### Exercise brief
Every line of the data must appear again in the answer, exactly as written.
== Data listing ==
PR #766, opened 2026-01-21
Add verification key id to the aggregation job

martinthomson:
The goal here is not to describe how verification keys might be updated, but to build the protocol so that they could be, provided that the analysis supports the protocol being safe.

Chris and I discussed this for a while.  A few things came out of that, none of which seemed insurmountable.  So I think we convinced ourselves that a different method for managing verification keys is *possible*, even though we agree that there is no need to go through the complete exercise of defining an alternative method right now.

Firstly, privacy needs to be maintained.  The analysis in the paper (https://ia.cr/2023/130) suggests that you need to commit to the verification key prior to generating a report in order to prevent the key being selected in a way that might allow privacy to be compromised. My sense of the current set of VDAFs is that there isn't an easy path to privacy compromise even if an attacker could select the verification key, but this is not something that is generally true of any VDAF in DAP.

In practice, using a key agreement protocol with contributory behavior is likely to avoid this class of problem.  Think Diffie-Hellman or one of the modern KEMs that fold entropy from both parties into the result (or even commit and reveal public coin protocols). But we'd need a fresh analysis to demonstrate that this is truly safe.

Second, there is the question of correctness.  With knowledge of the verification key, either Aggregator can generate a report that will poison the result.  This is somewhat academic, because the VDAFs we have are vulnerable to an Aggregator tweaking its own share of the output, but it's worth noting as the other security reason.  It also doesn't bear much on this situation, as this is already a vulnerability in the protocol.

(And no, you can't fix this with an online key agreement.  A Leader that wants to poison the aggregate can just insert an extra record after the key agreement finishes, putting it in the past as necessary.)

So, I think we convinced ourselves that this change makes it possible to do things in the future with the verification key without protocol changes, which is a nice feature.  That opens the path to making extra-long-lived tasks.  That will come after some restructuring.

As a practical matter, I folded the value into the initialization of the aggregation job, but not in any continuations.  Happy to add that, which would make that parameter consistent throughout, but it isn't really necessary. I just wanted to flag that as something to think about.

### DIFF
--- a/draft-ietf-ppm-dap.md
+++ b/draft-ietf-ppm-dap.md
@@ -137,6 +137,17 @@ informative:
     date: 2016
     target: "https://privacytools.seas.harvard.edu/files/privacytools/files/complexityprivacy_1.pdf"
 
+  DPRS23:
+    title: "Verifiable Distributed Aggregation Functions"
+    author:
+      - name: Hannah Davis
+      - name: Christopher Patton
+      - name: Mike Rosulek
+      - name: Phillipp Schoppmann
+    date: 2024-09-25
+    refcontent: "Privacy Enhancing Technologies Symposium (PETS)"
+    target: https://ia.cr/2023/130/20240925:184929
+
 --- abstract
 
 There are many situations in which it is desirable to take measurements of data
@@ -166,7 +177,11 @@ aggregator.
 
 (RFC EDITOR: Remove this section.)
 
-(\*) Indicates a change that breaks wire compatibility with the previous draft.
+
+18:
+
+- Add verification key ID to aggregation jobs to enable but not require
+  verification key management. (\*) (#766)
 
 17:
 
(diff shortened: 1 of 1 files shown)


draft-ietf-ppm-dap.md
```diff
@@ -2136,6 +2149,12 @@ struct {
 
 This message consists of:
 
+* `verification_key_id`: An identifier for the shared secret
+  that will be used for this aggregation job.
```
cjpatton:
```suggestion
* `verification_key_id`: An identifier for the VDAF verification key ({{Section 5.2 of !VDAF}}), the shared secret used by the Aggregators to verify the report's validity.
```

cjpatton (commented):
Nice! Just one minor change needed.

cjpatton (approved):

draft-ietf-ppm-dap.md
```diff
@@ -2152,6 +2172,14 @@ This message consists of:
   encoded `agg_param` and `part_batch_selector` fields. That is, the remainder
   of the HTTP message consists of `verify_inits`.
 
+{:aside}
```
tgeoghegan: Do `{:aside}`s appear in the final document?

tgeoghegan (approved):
===
### Exercise response
PR #766, opened 2026-01-21
Add verification key id to the aggregation job

martinthomson:
The goal here is not to describe how verification keys might be updated, but to build the protocol so that they could be, provided that the analysis supports the protocol being safe.

Chris and I discussed this for a while.  A few things came out of that, none of which seemed insurmountable.  So I think we convinced ourselves that a different method for managing verification keys is *possible*, even though we agree that there is no need to go through the complete exercise of defining an alternative method right now.

Firstly, privacy needs to be maintained.  The analysis in the paper (https://ia.cr/2023/130) suggests that you need to commit to the verification key prior to generating a report in order to prevent the key being selected in a way that might allow privacy to be compromised. My sense of the current set of VDAFs is that there isn't an easy path to privacy compromise even if an attacker could select the verification key, but this is not something that is generally true of any VDAF in DAP.

In practice, using a key agreement protocol with contributory behavior is likely to avoid this class of problem.  Think Diffie-Hellman or one of the modern KEMs that fold entropy from both parties into the result (or even commit and reveal public coin protocols). But we'd need a fresh analysis to demonstrate that this is truly safe.

Second, there is the question of correctness.  With knowledge of the verification key, either Aggregator can generate a report that will poison the result.  This is somewhat academic, because the VDAFs we have are vulnerable to an Aggregator tweaking its own share of the output, but it's worth noting as the other security reason.  It also doesn't bear much on this situation, as this is already a vulnerability in the protocol.

(And no, you can't fix this with an online key agreement.  A Leader that wants to poison the aggregate can just insert an extra record after the key agreement finishes, putting it in the past as necessary.)

So, I think we convinced ourselves that this change makes it possible to do things in the future with the verification key without protocol changes, which is a nice feature.  That opens the path to making extra-long-lived tasks.  That will come after some restructuring.

As a practical matter, I folded the value into the initialization of the aggregation job, but not in any continuations.  Happy to add that, which would make that parameter consistent throughout, but it isn't really necessary. I just wanted to flag that as something to think about.

### DIFF
--- a/draft-ietf-ppm-dap.md
+++ b/draft-ietf-ppm-dap.md
@@ -137,6 +137,17 @@ informative:
     date: 2016
     target: "https://privacytools.seas.harvard.edu/files/privacytools/files/complexityprivacy_1.pdf"
 
+  DPRS23:
+    title: "Verifiable Distributed Aggregation Functions"
+    author:
+      - name: Hannah Davis
+      - name: Christopher Patton
+      - name: Mike Rosulek
+      - name: Phillipp Schoppmann
+    date: 2024-09-25
+    refcontent: "Privacy Enhancing Technologies Symposium (PETS)"
+    target: https://ia.cr/2023/130/20240925:184929
+
 --- abstract
 
 There are many situations in which it is desirable to take measurements of data
@@ -166,7 +177,11 @@ aggregator.
 
 (RFC EDITOR: Remove this section.)
 
-(\*) Indicates a change that breaks wire compatibility with the previous draft.
+
+18:
+
+- Add verification key ID to aggregation jobs to enable but not require
+  verification key management. (\*) (#766)
 
 17:
 
(diff shortened: 1 of 1 files shown)


draft-ietf-ppm-dap.md
```diff
@@ -2136,6 +2149,12 @@ struct {
 
 This message consists of:
 
+* `verification_key_id`: An identifier for the shared secret
+  that will be used for this aggregation job.
```
cjpatton:
```suggestion
* `verification_key_id`: An identifier for the VDAF verification key ({{Section 5.2 of !VDAF}}), the shared secret used by the Aggregators to verify the report's validity.
```

cjpatton (commented):
Nice! Just one minor change needed.

cjpatton (approved):

draft-ietf-ppm-dap.md
```diff
@@ -2152,6 +2172,14 @@ This message consists of:
   encoded `agg_param` and `part_batch_selector` fields. That is, the remainder
   of the HTTP message consists of `verify_inits`.
 
+{:aside}
```
tgeoghegan: Do `{:aside}`s appear in the final document?

tgeoghegan (approved):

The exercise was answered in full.